=== Assignment ===
Among the entries that follow, find the lines holding "asserts" and say how many there are, with no other words.

=== Stored data ===
▽
Issue #483, opened 2025-04-24
Add data source support for Iceberg (catalogs)


brandon-powers:
### Prerequisites

- [x] Search the [current open issues](https://github.com/googleapis/genai-toolbox/issues)

### What are you trying to do that currently feels hard or impossible?

Here are the currently supported data sources: https://googleapis.github.io/genai-toolbox/resources/sources/. 

The idea is to add support for a source that can interact with Iceberg catalogs; whether it's REST-based, AWS Glue, or eventually BigQuery Metastore. The tools would be related to namespaces, tables, metadata exploration (e.g. `get_average_file_size_for_table`), etc. 

I'd imagine this being used for mostly read-only use cases, as it wouldn't rely on a dedicated compute engine, but an **[iceberg-go](https://github.com/apache/iceberg-go)** implementation from Apache.

Similar to the addition of Entra ID support, I think the toolbox provides useful out-of-the-box functionality & performance that can be leveraged, instead of creating a separate MCP server.  

### Suggested Solution(s)

- `iceberg` addition to the Tools and Sources directories for implementation using `iceberg-go`
- Config update [here](https://github.com/googleapis/genai-toolbox/blob/main/internal/server/config.go#L163)
- Reference examples from [Neo4j](https://github.com/googleapis/genai-toolbox/pull/189) & [Couchbase](https://github.com/googleapis/genai-toolbox/pull/307)

### Alternatives Considered

For the REST-based catalog, we may be able to utilize the HTTP source, though a direct integration would be useful + can branch by catalog type. 

### Additional Details

I'd be interested in implementing this, though wanted to raise it for feedback before doing so.

kurtisvg:
Hey @brandon-powers -- definitely open to accepting contributions on this. 

I'm not familiar with iceberg at all, so will rely on your input on what makes the most sense. Could you provide sketchs for what a tools config might look like for those 3 options you outlined?

debabsah:
Hi @kurtisvg, this one has been quiet for a while, so if @brandon-powers is not actively working on it I would be glad to take it on. I work on data tooling (I have the mssql tools in flight in this repo) and Iceberg catalogs are squarely in my wheelhouse.

To answer your question about what a tools config might look like, here is a sketch that follows the current source/tool shape. I would sequence the REST catalog first (most broadly useful and cleanest to land), then add Glue and BigQuery Metastore as follow-ups, all read-only via [apache/iceberg-go](https://github.com/apache/iceberg-go):

[...]

PR #3667, opened 2026-07-21
feat(iceberg): add iceberg source and catalog exploration tools

debabsah:
## Description
Adds an `iceberg` source plus three read-only catalog exploration tools (`iceberg-list-namespaces`, `iceberg-list-tables`, `iceberg-get-table-info`), the first milestone agreed in #483.

The source connects to an Iceberg REST catalog through [apache/iceberg-go](https://github.com/apache/iceberg-go) (pinned at v0.6.0), with an optional warehouse and an optional static bearer token (`accessToken`, following the trino source's field naming). It verifies connectivity at initialization and exposes only catalog read methods, and each tool carries the read-only annotation. `iceberg-get-table-info` returns the table's native catalog metadata: schema, partition spec, sort order, properties, location, and the current snapshot summary when the table has one, all from the load-table response, so nothing reads data files from the warehouse.

The PR adds the source (`internal/sources/iceberg/`), the three tools (`internal/tools/iceberg/`), their unit tests, the registrations in `cmd/internal/imports.go`, docs pages under `docs/en/integrations/iceberg/`, an integration test (`tests/iceberg/`), and an `iceberg` shard in `.ci/integration.cloudbuild.yaml`. The integration test self-provisions `apache/iceberg-rest-fixture:1.10.1` with testcontainers (the image iceberg-go itself tests against; it needs no credentials or object store), seeds a namespace and a table through the iceberg-go client, and covers the manifest endpoint, the three tools, and the missing-namespace and missing-table error paths.

A few notes for review:
1. This adds `github.com/apache/iceberg-go` v0.6.0 (Apache-2.0) as the one new direct dependency. Its storage layer pulls a sizable indirect surface (arrow-go, AWS and Azure SDKs); the go.mod and go.sum deltas are exactly what `go get github.com/apache/iceberg-go@v0.6.0` plus `go mod tidy` produce (re-running tidy is a zero diff), and only the catalog client is used here. Keeping this PR to the source plus the three catalog tools is meant to isolate that review.
2. The generic invoke test suites assume statement-based tools, so the integration test asserts each catalog tool directly instead, the way `tests/arcadedb` does.
3. Only `catalog: rest` is accepted for now; the flavor field exists so glue or hive backends can be added later without a config break. The follow-ups agreed on #483 (snapshot listing, table and column statistics) will come as separate small PRs.

## PR Checklist
- [x] Make sure to open an issue before writing the code (scope discussed and agreed in #483)
- [x] Ensure the tests and linter pass (gofmt, go vet, go build ./cmd/..., the unit tests, the integration test against the live REST catalog fixture, and both docs linters all pass)
- [x] Code coverage does not decrease (adds unit tests for the source and each tool, plus the integration test)
- [x] Appropriate docs were updated (source page and one page per tool under docs/en/integrations/iceberg/)
- [ ] Make sure to add `!` if this involve a breaking change (it does not)

Part of #483

## Update 2026-08-26

Main is merged in, and a follow-up commit ports the three tools to the current tool API: `Invoke` takes `sources.Source` and type-asserts it, and `GetSourceName` plus `ValidateSource` are defined per tool because `BaseTool` no longer supplies them. No behavior change.

On dependencies: `apache/iceberg-go` pulls in 22 new modules and moves several shared ones forward, including `arrow-go` 18.4.0 to 18.6.0, `aws-sdk-go-v2/config` 1.31.8 to 1.32.17, and `feature/s3/manager` 1.16.15 to 1.20.12. `go mod tidy` produces no diff, `go mod verify` reports all modules verified, and every version difference against main is an upgrade rather than a downgrade. Happy to split the dependency move out if you would rather review it separately.

Re-verified against current main: gofmt clean, `go vet`, `go build ./cmd/...`, unit tests for the source and all three tools, and `TestIcebergToolEndpoints` against a live `apache/iceberg-rest-fixture:1.10.1` catalog (all six subtests pass).


debabsah:
@Yuan325 this is up to date with main and ported to the current tool API. No behavior change, and the integration test passes against a live `apache/iceberg-rest-fixture:1.10.1` catalog. Let me know if you would like the dependency move split into its own PR.

debabsah:
Merged main again (the `Source` interface gained `IsReadOnly` in #3872, added). No behavior change; unit tests and the live-catalog integration test pass.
△
=== Reply ===
2